● **TASK OBJECTIVE**:
Your answer must be an exact copy of every record.

● **RECORDS TO USE**:
######
PR #471, opened 2024-05-12
Fix handler key in request logging

phillebaba:
During the removal of Gin in #395 I accidentally removed the handler key from the request logs. This key turned out to be very useful for understanding request flows. This change fixes the behavior to work as it did before.

### DIFF
--- a/pkg/registry/registry.go
+++ b/pkg/registry/registry.go
@@ -107,42 +107,46 @@ func (r *Registry) Server(addr string) *http.Server {
 
 func (r *Registry) handle(rw mux.ResponseWriter, req *http.Request) {
 	start := time.Now()
-	handler := req.URL.Path
-	if strings.HasPrefix(handler, "/v2") {
-		handler = "/v2/*"
+	handler := ""
+	path := req.URL.Path
+	if strings.HasPrefix(path, "/v2") {
+		path = "/v2/*"
 	}
-
 	defer func() {
 		latency := time.Since(start)
 		statusCode := strconv.FormatInt(int64(rw.Status()), 10)
 
-		metrics.HttpRequestsInflight.WithLabelValues(handler).Add(-1)
-		metrics.HttpRequestDurHistogram.WithLabelValues(handler, req.Method, statusCode).Observe(latency.Seconds())
-		metrics.HttpResponseSizeHistogram.WithLabelValues(handler, req.Method, statusCode).Observe(float64(rw.Size()))
+		metrics.HttpRequestsInflight.WithLabelValues(path).Add(-1)
+		metrics.HttpRequestDurHistogram.WithLabelValues(path, req.Method, statusCode).Observe(latency.Seconds())
+		metrics.HttpResponseSizeHistogram.WithLabelValues(path, req.Method, statusCode).Observe(float64(rw.Size()))
 
 		// Ignore logging requests to healthz to reduce log noise
 		if req.URL.Path == "/healthz" {
 			return
 		}
 
-		// Logging
-		path := req.URL.Path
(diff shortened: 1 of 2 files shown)


pkg/registry/registry.go
```diff
@@ -160,26 +164,26 @@ func (r *Registry) readyHandler(rw mux.ResponseWriter, req *http.Request) {
 	}
 }
 
-func (r *Registry) registryHandler(rw mux.ResponseWriter, req *http.Request) {
+func (r *Registry) registryHandler(rw mux.ResponseWriter, req *http.Request) string {
 	// Quickly return 200 for /v2 to indicate that registry supports v2.
 	if path.Clean(req.URL.Path) == "/v2" {
-		return
+		return ""
```
bittrance, line 170: Isn't this `version` or something? It is a handler, after all.

pkg/registry/registry.go
```diff
@@ -201,27 +205,30 @@ func (r *Registry) registryHandler(rw mux.ResponseWriter, req *http.Request) {
...
 		r.handleBlob(rw, req, dgst)
-	default:
-		// If nothing matches return 404.
-		rw.WriteHeader(http.StatusNotFound)
+		return "blob"
 	}
+
+	// If nothing matches return 404.
+	rw.WriteHeader(http.StatusNotFound)
+	return ""
```
bittrance, line 231: Would `none`, `unknown` or similar provide better usability (read less support questions)?

pkg/registry/registry.go
```diff
@@ -201,27 +205,30 @@ func (r *Registry) registryHandler(rw mux.ResponseWriter, req *http.Request) {
...
+		return "mirror"
 	}
 
 	// Serve registry endpoints.
 	if dgst == "" {
 		dgst, err = r.ociClient.Resolve(req.Context(), ref)
 		if err != nil {
 			rw.WriteError(http.StatusNotFound, err)
-			return
+			return ""
```
bittrance, line 216: A bit of a nitpick, but from the user's perspective this is actually `manifest` or `blob`. If it turns out that `refType` is "cucumber" it would be better if we ended up on line 231 below than complaining that the "ref" (which is unlikely to be a ref) is unknown.

bittrance (approved):
Clear improvement. Some suggestions to further sharpen the value of the `handler` field.

This makes me wonder if this approach could be extended (in a separate PR) to convey the 404/500 distinction that seems to be confusing users? Strictly speaking, the request log should not be error on 2XX or 4XX.

pkg/registry/registry.go
phillebaba: I think we should keep it as empty for now to keep things simple. If it becomes a problem we can change it in the future.

pkg/registry/registry.go
phillebaba: Yes you are probably right about this.

pkg/registry/registry.go
phillebaba: While this is true the handler is not as important as the error message is included in the error log. I will think about this quickly to see if it is worth making the distinction.

phillebaba:
I know that we have debated it before about error logs and status codes. I have only seen other libraries log 404 status codes as errors. Do you have any example of projects that logs 404 as info level? While we could be "right" is does not help if we are the only ones being "right".

bittrance:
I can go check some common projects and see what they do. This PR is anyway free to ignore that aspect if you feel ready to merge.

pkg/registry/registry.go
phillebaba: I will move this code to the manifest handler later which should resolve this.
######
● **RESPONSE BELOW**:
PR #471, opened 2024-05-12
Fix handler key in request logging

phillebaba:
During the removal of Gin in #395 I accidentally removed the handler key from the request logs. This key turned out to be very useful for understanding request flows. This change fixes the behavior to work as it did before.

### DIFF
--- a/pkg/registry/registry.go
+++ b/pkg/registry/registry.go
@@ -107,42 +107,46 @@ func (r *Registry) Server(addr string) *http.Server {
 
 func (r *Registry) handle(rw mux.ResponseWriter, req *http.Request) {
 	start := time.Now()
-	handler := req.URL.Path
-	if strings.HasPrefix(handler, "/v2") {
-		handler = "/v2/*"
+	handler := ""
+	path := req.URL.Path
+	if strings.HasPrefix(path, "/v2") {
+		path = "/v2/*"
 	}
-
 	defer func() {
 		latency := time.Since(start)
 		statusCode := strconv.FormatInt(int64(rw.Status()), 10)
 
-		metrics.HttpRequestsInflight.WithLabelValues(handler).Add(-1)
-		metrics.HttpRequestDurHistogram.WithLabelValues(handler, req.Method, statusCode).Observe(latency.Seconds())
-		metrics.HttpResponseSizeHistogram.WithLabelValues(handler, req.Method, statusCode).Observe(float64(rw.Size()))
+		metrics.HttpRequestsInflight.WithLabelValues(path).Add(-1)
+		metrics.HttpRequestDurHistogram.WithLabelValues(path, req.Method, statusCode).Observe(latency.Seconds())
+		metrics.HttpResponseSizeHistogram.WithLabelValues(path, req.Method, statusCode).Observe(float64(rw.Size()))
 
 		// Ignore logging requests to healthz to reduce log noise
 		if req.URL.Path == "/healthz" {
 			return
 		}
 
-		// Logging
-		path := req.URL.Path
(diff shortened: 1 of 2 files shown)


pkg/registry/registry.go
```diff
@@ -160,26 +164,26 @@ func (r *Registry) readyHandler(rw mux.ResponseWriter, req *http.Request) {
 	}
 }
 
-func (r *Registry) registryHandler(rw mux.ResponseWriter, req *http.Request) {
+func (r *Registry) registryHandler(rw mux.ResponseWriter, req *http.Request) string {
 	// Quickly return 200 for /v2 to indicate that registry supports v2.
 	if path.Clean(req.URL.Path) == "/v2" {
-		return
+		return ""
```
bittrance, line 170: Isn't this `version` or something? It is a handler, after all.

pkg/registry/registry.go
```diff
@@ -201,27 +205,30 @@ func (r *Registry) registryHandler(rw mux.ResponseWriter, req *http.Request) {
...
 		r.handleBlob(rw, req, dgst)
-	default:
-		// If nothing matches return 404.
-		rw.WriteHeader(http.StatusNotFound)
+		return "blob"
 	}
+
+	// If nothing matches return 404.
+	rw.WriteHeader(http.StatusNotFound)
+	return ""
```
bittrance, line 231: Would `none`, `unknown` or similar provide better usability (read less support questions)?

pkg/registry/registry.go
```diff
@@ -201,27 +205,30 @@ func (r *Registry) registryHandler(rw mux.ResponseWriter, req *http.Request) {
...
+		return "mirror"
 	}
 
 	// Serve registry endpoints.
 	if dgst == "" {
 		dgst, err = r.ociClient.Resolve(req.Context(), ref)
 		if err != nil {
 			rw.WriteError(http.StatusNotFound, err)
-			return
+			return ""
```
bittrance, line 216: A bit of a nitpick, but from the user's perspective this is actually `manifest` or `blob`. If it turns out that `refType` is "cucumber" it would be better if we ended up on line 231 below than complaining that the "ref" (which is unlikely to be a ref) is unknown.

bittrance (approved):
Clear improvement. Some suggestions to further sharpen the value of the `handler` field.

This makes me wonder if this approach could be extended (in a separate PR) to convey the 404/500 distinction that seems to be confusing users? Strictly speaking, the request log should not be error on 2XX or 4XX.

pkg/registry/registry.go
phillebaba: I think we should keep it as empty for now to keep things simple. If it becomes a problem we can change it in the future.

pkg/registry/registry.go
phillebaba: Yes you are probably right about this.

pkg/registry/registry.go
phillebaba: While this is true the handler is not as important as the error message is included in the error log. I will think about this quickly to see if it is worth making the distinction.

phillebaba:
I know that we have debated it before about error logs and status codes. I have only seen other libraries log 404 status codes as errors. Do you have any example of projects that logs 404 as info level? While we could be "right" is does not help if we are the only ones being "right".

bittrance:
I can go check some common projects and see what they do. This PR is anyway free to ignore that aspect if you feel ready to merge.

pkg/registry/registry.go
phillebaba: I will move this code to the manifest handler later which should resolve this.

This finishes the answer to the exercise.